Sharp launches massive Aquos LED TV in South AfricaBy Hanleigh Daniels 3 September 2013 | Categories: news
Sharp has launched its new Aquos LED TV range in South Africa at a function held at Montecasino last night. The jewel in the Aquos line is the massive 90" LED 3D Smart TV, which is, according to the company, the world’s biggest commercially available television set.
The 90" Aquos LED TV boasts Sharp’s X-Gen Panel Technology, which the company says results in improved image contrast quality at a reduced rate of power consumption. The latter is enabled by the TV automatically adjusting its brightness depending upon the ambient room lighting level in a user’s entertainment area in order to save power.
This set sports a full HD (1080p) resolution as opposed to the UHD (ultra HD formerly known as 4K; 3840 x 2160) resolution seen on competing HDTVs from the likes of Sony and LG. It also features active 3D technology that enables users to switch between 3D (3D glasses required) and 2D on-the-fly and for 2D content that can be converted to 3D. Furthermore, Sharp’s partnership with Yamaha offers an enhanced surround sound audio experience.
To the point
At the launch, TechSmart was able to survey all of the sets in action and can definitely say that, as one can expect from an LED panel, they offer really vibrant colours, also offering excellent viewing angles as well as blur-free 3D videos.
Unfortunately, the massive 90" Aquos LED 3D TV packs an equally behemoth price tag of R250 000, which is actually still a great deal more affordable than Samsung’s 85" UHD Smart TV at a pricey R385 000.
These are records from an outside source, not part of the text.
PR #100, opened 2015-06-25
Use the atomicity of folder creation to simulate a locking mechanism

MarcCote:
This PR changes the `open_with_lock` function so it uses the atomicity of folder creation on clusters filesystems to implement a locking mechanism.

This change is motivated by the fact that the filsesytem used by Helios and Colosse doesn't have the global lock option enabled!

I'm aware it would be better to support both types of lock (i.e. the folder atomicity trick and the python module fcntl) depending on whether the cluster we are on supports or not the global lock option, but I don't know how to do it in a clean way. On the other hand, having only one (universal) type of locking mechanism might be easier to support.

### DIFF
--- a/scripts/smart_dispatch.py
+++ b/scripts/smart_dispatch.py
@@ -28,10 +28,14 @@ LAUNCHER = utils.get_launcher(CLUSTER_NAME)
 
 
 def main():
+    args = parse_arguments()
+
     # Necessary if we want 'logging.info' to appear in stderr.
     logging.root.setLevel(logging.INFO)
 
-    args = parse_arguments()
+    if args.verbose:
+        logging.root.setLevel(logging.DEBUG)
+
     path_smartdispatch_logs = pjoin(os.getcwd(), LOGS_FOLDERNAME)
 
     # Check if RESUME or LAUNCH mode
@@ -152,6 +156,8 @@ def parse_arguments():
     parser.add_argument('-x', '--doNotLaunch', action='store_true', help='Creates the QSUB files without launching them.')
 
     parser.add_argument('-p', '--pool', type=int, help="Number of workers that will be consuming commands. Default: Nb commands")
+
+    parser.add_argument('-v', '--verbose', action='store_true', help='Verbose mode.')
     subparsers = parser.add_subparsers(dest="mode")
 
     launch_parser = subparsers.add_parser('launch', help="Launch jobs.")
--- a/scripts/smart_dispatch.py
+++ b/scripts/smart_dispatch.py
@@ -152,8 +152,6 @@ def parse_arguments():
     parser.add_argument('-x', '--doNotLaunch', action='store_true', help='Creates the QSUB files without launching them.')
 
     parser.add_argument('-p', '--pool', type=int, help="Number of workers that will be consuming commands. Default: Nb commands")
-
-    parser.add_argument('-v', '--verbose', action='store_true', help='Verbose mode.')
     subparsers = parser.add_subparsers(dest="mode")
 
     launch_parser = subparsers.add_parser('launch', help="Launch jobs.")
--- a/scripts/smart_dispatch.py
+++ b/scripts/smart_dispatch.py
@@ -16,6 +16,7 @@ from smartdispatch.queue import Queue
 from smartdispatch.job_generator import job_generator_factory
 from smartdispatch import get_available_queues
 from smartdispatch import utils
+from smartdispatch.filelock import open_with_lock
 
 import logging
 import smartdispatch
@@ -126,7 +127,7 @@ def main():
             qsub_output = check_output('{launcher} {pbs_filename}'.format(launcher=LAUNCHER if args.launcher is None else args.launcher, pbs_filename=pbs_filename), shell=True)
             jobs_id += [qsub_output.strip()]
 
-        with utils.open_with_lock(pjoin(path_job, "jobs_id.txt"), 'a') as jobs_id_file:
+        with open_with_lock(pjoin(path_job, "jobs_id.txt"), 'a') as jobs_id_file:
             jobs_id_file.writelines(t.strftime("## %Y-%m-%d %H:%M:%S ##\n"))
             jobs_id_file.writelines("\n".join(jobs_id) + "\n")
         print "\nJobs id:\n{jobs_id}".format(jobs_id=" ".join(jobs_id))
--- a/scripts/smart_dispatch.py
+++ b/scripts/smart_dispatch.py
@@ -28,14 +28,10 @@ LAUNCHER = utils.get_launcher(CLUSTER_NAME)
 
 
 def main():
-    args = parse_arguments()
-
     # Necessary if we want 'logging.info' to appear in stderr.
     logging.root.setLevel(logging.INFO)
 
-    if args.verbose:
-        logging.root.setLevel(logging.DEBUG)
-
+    args = parse_arguments()
     path_smartdispatch_logs = pjoin(os.getcwd(), LOGS_FOLDERNAME)
 
     # Check if RESUME or LAUNCH mode
--- a/setup.py
+++ b/setup.py
@@ -12,6 +12,6 @@ setup(
     license='LICENSE.txt',
     description='A batch job launcher for the Mammouth supercomputer.',
     long_description=open('README.txt').read(),
-    install_requires=[],
+    install_requires=['psutil'],
     package_data={'smartdispatch': ['config/*.json']}
 )
--- a/setup.py
+++ b/setup.py
@@ -12,6 +12,6 @@ setup(
     license='LICENSE.txt',
     description='A batch job launcher for the Mammouth supercomputer.',
     long_description=open('README.txt').read(),
-    install_requires=['psutil'],
+    install_requires=['psutil>=1'],
     package_data={'smartdispatch': ['config/*.json']}
 )
--- a/smartdispatch/filelock.py
+++ b/smartdispatch/filelock.py
@@ -1,0 +1,80 @@
+import os
+import time
+import fcntl
+import logging
+
+from contextlib import contextmanager
+
+have_psutil = True
+try:
+    import psutil
+except ImportError:
+    have_psutil = False
+
+# Constants needed for `open_with_dirlock` function.
+MAX_ATTEMPTS = 1000  # This would correspond to be blocked for ~15min.
+TIME_BETWEEN_ATTEMPTS = 1  # In seconds
+
+
+def find_mount_point(path='.'):
+    """ Finds the mount point used to access `path`. """
+    path = os.path.abspath(path)
+    while not os.path.ismount(path):
+        path = os.path.dirname(path)
+
+    return path
+
+
+def get_fs(path='.'):
+    """ Gets info about the filesystem on which `path` lives. """
+    mount = find_mount_point(path)
+
+    for fs in psutil.disk_partitions(True):
+        if fs.mountpoint == mount:
+            return fs
+
+
+@contextmanager
+def open_with_flock(*args, **kwargs):
+    """ Context manager for opening file with an exclusive lock. """
+    f = open(*args, **kwargs)
+    try:
+        fcntl.lockf(f, fcntl.LOCK_EX | fcntl.LOCK_NB)
+    except IOError:
+        logging.info("Can't immediately write-lock the file ({0}), waiting ...".format(f.name))
+        fcntl.lockf(f, fcntl.LOCK_EX)
+
+    yield f
+    fcntl.lockf(f, fcntl.LOCK_UN)
+    f.close()
+
+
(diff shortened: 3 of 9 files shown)


smartdispatch/utils.py
```diff
@@ -9,6 +10,10 @@
 from subprocess import Popen, PIPE
 from contextlib import contextmanager
 
+# Constants needed for `open_with_lock` function
```
mgermain: Should probably be in the function, or named params with default ?

smartdispatch/utils.py
```diff
@@ -84,15 +89,23 @@ def unhexify(match):
 @contextmanager
 def open_with_lock(*args, **kwargs):
```
mgermain: Not sure I like the fact that it's the default. That we don't even try to use an actual lock. Maybe we can find a way to determine this in advance. Maybe looking at the way the current drive is mounted or something then fallback to this?

smartdispatch/utils.py
```diff
@@ -84,15 +89,23 @@ def unhexify(match):
...
-        fcntl.lockf(f, fcntl.LOCK_EX)
-    yield f
-    fcntl.lockf(f, fcntl.LOCK_UN)
-    f.close()
+    dirname = os.path.dirname(args[0])
+    filename = os.path.basename(args[0])
+    lockfile = os.path.join(dirname, "." + filename)
+
+    no_attempt = 0
+    while no_attempt < MAX_ATTEMPTS:
```
mgermain: Active retries with a MAX, this really does not sound safe :P especially for a default behaviour.

smartdispatch/utils.py
mgermain: Also, was it tested manually on problematic cluster?

MarcCote: I was indeed manually tested on "the" problematic cluster :P. I'm also using it a lot and I didn't see anything wrong yet.

smartdispatch/utils.py
MarcCote: The worst that could happen is the job fails after trying for too long. I think this is the best we can assure when using folders as a lock mechanism. Note that if we don't have a MAX and something goes wrong, it might cause an infinite loop, consuming allocation time on the clusters. I think the latter would be worse.

smartdispatch/utils.py
MarcCote: Hmm I get your point. We should have a flag that says "yep, you can use the flock/lockf module". And this flags should be set in some **config file** (we need this so bad) so we don't have to perform the check every time we open a file with a lock.

As for detecting if it is supported, either we hard code it or we find a fancy way of automatically testing it :S !

mgermain: The worker could look if it's a known working filesystem/flags for fcnlt by doing something like this:
```
import os, psutil

def find_mount_point(path):
    path = os.path.abspath(path)
    while not os.path.ismount(path):
        path = os.path.dirname(path)
    return path

mount = find_mount_point(".")

def get_fs(mount):
    for fs in psutil.disk_partitions(True):
        if fs.mountpoint == mount:
            return fs

fs = get_fs(mount)
if fs.fstype == "lustre" and "localflock" not in fs.opts:
    print("YAY can use flock")
```

If not then use the hacky folder thingy.

MarcCote: Interesting.

mgermain: Do you think you cold to it so I merge this one ?

MarcCote:
@mgermain: I put both file locking mechanisms in `smartdispatch/filelock.py`. Upon loading the module, the right one to use is detected. A message is printed if the current cluster does support flock.

setup.py
```diff
@@ -12,6 +12,6 @@
     license='LICENSE.txt',
     description='A batch job launcher for the Mammouth supercomputer.',
     long_description=open('README.txt').read(),
-    install_requires=[],
+    install_requires=['psutil'],
```
mgermain: It's recommended to always put a version number for dependencies.
No need to do an in-depth search to find the oldest compatible version but putting something like psutil>=3.4.2 or whichever lower version you know is working would be good.

smartdispatch/filelock.py
```diff
@@ -0,0 +1,81 @@
...
+import time
+import fcntl
+import logging
+
+from contextlib import contextmanager
+
+have_psutil = True
+try:
+    import psutil
+except ImportError:
```
mgermain: You put psutil in the hard dependencies so there is no need to make this verification as it will always be there.

smartdispatch/utils.py
```diff
@@ -1,13 +1,14 @@
...
 import unicodedata
 import json
 
 from distutils.util import strtobool
 from subprocess import Popen, PIPE
-from contextlib import contextmanager
+
+# Constants needed for `open_with_lock` function
+MAX_ATTEMPTS = 1000
+TIME_BETWEEN_ATTEMPTS = 1  # In seconds
```
mgermain: You forgot to remove this.

tests/test_smart_worker.py
```diff
@@ -106,7 +107,7 @@ def test_lock(self):
         command = ["smart_worker.py", self.command_manager._commands_filename, self.logs_dir]
 
         # Lock the commands file before running 'smart_worker.py'
-        with utils.open_with_lock(self.command_manager._commands_filename, 'r+'):
+        with filelock.open_with_lock(self.command_manager._commands_filename, 'r+'):
```
mgermain: You did `from .filelock import open_with_lock` everywhere but here.

smartdispatch/filelock.py
MarcCote: Yeah, right. Are we certain `psutil` can be installed on every clusters? Also, is there a way to specify *soft* dependencies with pip?

smartdispatch/utils.py
MarcCote: Oupsy.

tests/test_smart_worker.py
MarcCote: I'll change for the sake of consistency. Also, not that I've used relative import since the name of our  library `smartdispatch` conflicts with the module `smartdispatch.py`.

setup.py
MarcCote: Ok, I've tried with psutil==1 and it passed the tests, so I added psutil>=1 as a dependency instead.

smartdispatch/filelock.py
mgermain: Yes, there is a way. https://pythonhosted.org/setuptools/setuptools.html#declaring-extras-optional-features-with-their-own-dependencies but I think this one should be a hard dependency.

I'm pretty sure it's installable everywhere, what is making you doubt ?

scripts/smart_dispatch.py
```diff
@@ -151,6 +152,8 @@ def parse_arguments():
     parser.add_argument('-x', '--doNotLaunch', action='store_true', help='Creates the QSUB files without launching them.')
 
     parser.add_argument('-p', '--pool', type=int, help="Number of workers that will be consuming commands. Default: Nb commands")
+
+    parser.add_argument('-v', '--verbose', action='store_true', help='Verbose mode.')
```
mgermain: What is this? Where is it used?

MarcCote: Ah, it was for logging whether the current cluster supports flock or not. I'll remove it since it is not used for now.

smartdispatch/tests/test_filelock.py
```diff
@@ -0,0 +1,66 @@
...
+import shutil
+
+from subprocess import Popen, PIPE
+from nose.tools import assert_equal, assert_true
+
+from smartdispatch.filelock import open_with_lock, open_with_dirlock, open_with_flock
+from smartdispatch.filelock import find_mount_point, get_fs
+
+
+def _test_open_with_lock(lock_func):
```
mgermain: Maybe it's obvious maybe it's not but what do you think about adding a comment explaining that this test is not complete and is only testing same node lock and not multi-node lock?

smartdispatch/filelock.py
```diff
@@ -0,0 +1,75 @@
...
+        logging.info("Can't immediately write-lock the file ({0}), waiting ...".format(f.name))
+        fcntl.lockf(f, fcntl.LOCK_EX)
+
+    yield f
+    fcntl.lockf(f, fcntl.LOCK_UN)
+    f.close()
+
+
+@contextmanager
+def open_with_dirlock(*args, **kwargs):
```
mgermain: I manually tested this on helios on 2 different nodes and it's working perfectly :)

smartdispatch/filelock.py
```diff
@@ -0,0 +1,75 @@
...
+            break
+        except OSError:
+            logging.info("Can't immediately write-lock the file ({0}), retrying in {1} sec. ...".format(filename, TIME_BETWEEN_ATTEMPTS))
+            time.sleep(TIME_BETWEEN_ATTEMPTS)
+            no_attempt += 1
+
+
+# Determine if we can rely on the fcntl module for locking files on the cluster.
+# Otherwise, fallback on using the directory creation atomicity as a locking mechanism.
+open_with_lock = open_with_dirlock
```
mgermain: Why not in the else?

smartdispatch/filelock.py
```diff
@@ -0,0 +1,75 @@
...
+fs = get_fs('.')
+if fs.fstype == "lustre" and "localflock" not in fs.opts:
+    print("Cluster supports flock.")
```
mgermain: This should be a log.warning when it does NOT support the standard fcntl.

smartdispatch/filelock.py
```diff
@@ -0,0 +1,75 @@
...
+            logging.info("Can't immediately write-lock the file ({0}), retrying in {1} sec. ...".format(filename, TIME_BETWEEN_ATTEMPTS))
+            time.sleep(TIME_BETWEEN_ATTEMPTS)
+            no_attempt += 1
+
+
+# Determine if we can rely on the fcntl module for locking files on the cluster.
+# Otherwise, fallback on using the directory creation atomicity as a locking mechanism.
+open_with_lock = open_with_dirlock
+fs = get_fs('.')
+if fs.fstype == "lustre" and "localflock" not in fs.opts:
```
mgermain: Did guilimin support globalflock? If so, we should add gpfs to the whitelist of fs.fstype.
Maybe all in a function _fs_support_flock(fs) ?

For safety, we should probably also add "flock" in fs.opts for lustre.

mgermain: Just tested it works on guilimin.

smartdispatch/filelock.py
MarcCote: No particular reason. Personal taste. I found that it reads better.

smartdispatch/filelock.py
MarcCote: Yeah, ok I'll change the logic so that we print the message, only if fcntl is not supported.

The problem with `logging` is that this particular line is executed when the module is loaded which happens during the imports of `scripts/smart_dispatch.py`. This is problematic because the logging level is not set yet. We set it in the `main` function of the script. In others words, we'll never see the message :-/ .

smartdispatch/filelock.py
MarcCote: So nothing to do? Not sure I understand.

MarcCote: What do you have in mind? What about Mammoth, is it lustre also? What fs.opts should I check for?
```python
def _fs_support_flock(fs):
    if fs.fstype == "lustre":
        return "localflock" not in fs.opts

    elif fs.fstype == "gpfs":
        return ?

    return False  # We don't know.
```

mgermain: def _fs_support_flock(fs):
    if fs.fstype == "lustre":
        return ("localflock" not in fs.opts) and ("flock" in fs.opts)
    elif fs.fstype == "gpfs":
        return True
    else:
        return False  # We don't know.

smartdispatch/filelock.py
mgermain: Can we set it before the imports? Is that a valid thing?
There is probably something we are doing wrong if we can't have that.

smartdispatch/filelock.py
mgermain: Oh and yes mammouth is lustre.
Helios = lustre with localflock flag
Mammouth = lustre with flock flag

fcntl is working on mammouth but not on helios

smartdispatch/filelock.py
MarcCote: I'll leave it as a print for now. Will open an issue the rethink the logging.

smartdispatch/filelock.py
MarcCote: Cool

smartdispatch/tests/test_filelock.py
MarcCote: Done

Luckily, the full list of Aquos LED TVs from Sharp includes more affordable and compact sets. The 80" model is priced at R125 000, whilst the 70" version goes for R45 000, and the 60" with 3D model sets buyers back just R25 000. Those users who, like us, can do without 3D, can opt for the entry-level 60" model which sports a recommended retail price of R20 000.
In related TV news, Google recently revealed its answer to Apple’s AirPlay in the form of Chromecast, which is essentially a dongle that occupies a TV’s HDMI port and enables users to stream online multimedia content to their TV from a multitude of devices.